• [GOAL OF THE EXERCISE] Work through the records below and copy every line that includes "Reporting".

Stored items
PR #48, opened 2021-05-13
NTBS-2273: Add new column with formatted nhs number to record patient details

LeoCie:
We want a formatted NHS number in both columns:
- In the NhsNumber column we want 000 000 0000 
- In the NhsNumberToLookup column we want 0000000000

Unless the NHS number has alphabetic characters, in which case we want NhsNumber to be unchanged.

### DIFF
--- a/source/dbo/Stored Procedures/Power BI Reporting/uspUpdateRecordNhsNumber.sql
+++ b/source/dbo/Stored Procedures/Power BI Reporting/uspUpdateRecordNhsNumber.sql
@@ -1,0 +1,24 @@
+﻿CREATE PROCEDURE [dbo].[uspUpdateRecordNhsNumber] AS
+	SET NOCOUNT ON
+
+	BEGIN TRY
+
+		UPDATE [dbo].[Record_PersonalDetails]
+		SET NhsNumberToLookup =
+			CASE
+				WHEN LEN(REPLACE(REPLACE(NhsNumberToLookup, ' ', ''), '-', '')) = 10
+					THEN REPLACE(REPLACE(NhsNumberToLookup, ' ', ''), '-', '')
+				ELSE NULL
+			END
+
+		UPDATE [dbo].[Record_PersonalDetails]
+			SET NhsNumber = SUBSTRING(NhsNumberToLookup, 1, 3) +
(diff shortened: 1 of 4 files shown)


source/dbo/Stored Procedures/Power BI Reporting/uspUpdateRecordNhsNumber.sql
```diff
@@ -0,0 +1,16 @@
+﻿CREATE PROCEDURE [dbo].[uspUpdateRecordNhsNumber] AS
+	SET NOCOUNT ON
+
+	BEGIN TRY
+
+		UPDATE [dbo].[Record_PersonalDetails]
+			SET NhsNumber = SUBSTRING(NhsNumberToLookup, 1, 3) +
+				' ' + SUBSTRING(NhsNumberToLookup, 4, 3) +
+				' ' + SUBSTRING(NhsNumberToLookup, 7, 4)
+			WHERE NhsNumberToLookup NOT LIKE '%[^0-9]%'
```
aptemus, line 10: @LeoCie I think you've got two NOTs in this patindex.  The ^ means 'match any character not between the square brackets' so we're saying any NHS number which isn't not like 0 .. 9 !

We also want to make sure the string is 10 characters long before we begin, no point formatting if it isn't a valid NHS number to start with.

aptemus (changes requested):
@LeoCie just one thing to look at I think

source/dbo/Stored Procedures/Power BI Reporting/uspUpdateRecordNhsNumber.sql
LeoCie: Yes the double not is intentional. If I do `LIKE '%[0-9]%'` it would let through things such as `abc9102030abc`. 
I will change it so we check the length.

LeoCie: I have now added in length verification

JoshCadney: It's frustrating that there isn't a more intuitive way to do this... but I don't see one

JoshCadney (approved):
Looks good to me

• [EXERCISE RESULT]
--- a/source/dbo/Stored Procedures/Power BI Reporting/uspUpdateRecordNhsNumber.sql
+++ b/source/dbo/Stored Procedures/Power BI Reporting/uspUpdateRecordNhsNumber.sql
source/dbo/Stored Procedures/Power BI Reporting/uspUpdateRecordNhsNumber.sql
source/dbo/Stored Procedures/Power BI Reporting/uspUpdateRecordNhsNumber.sql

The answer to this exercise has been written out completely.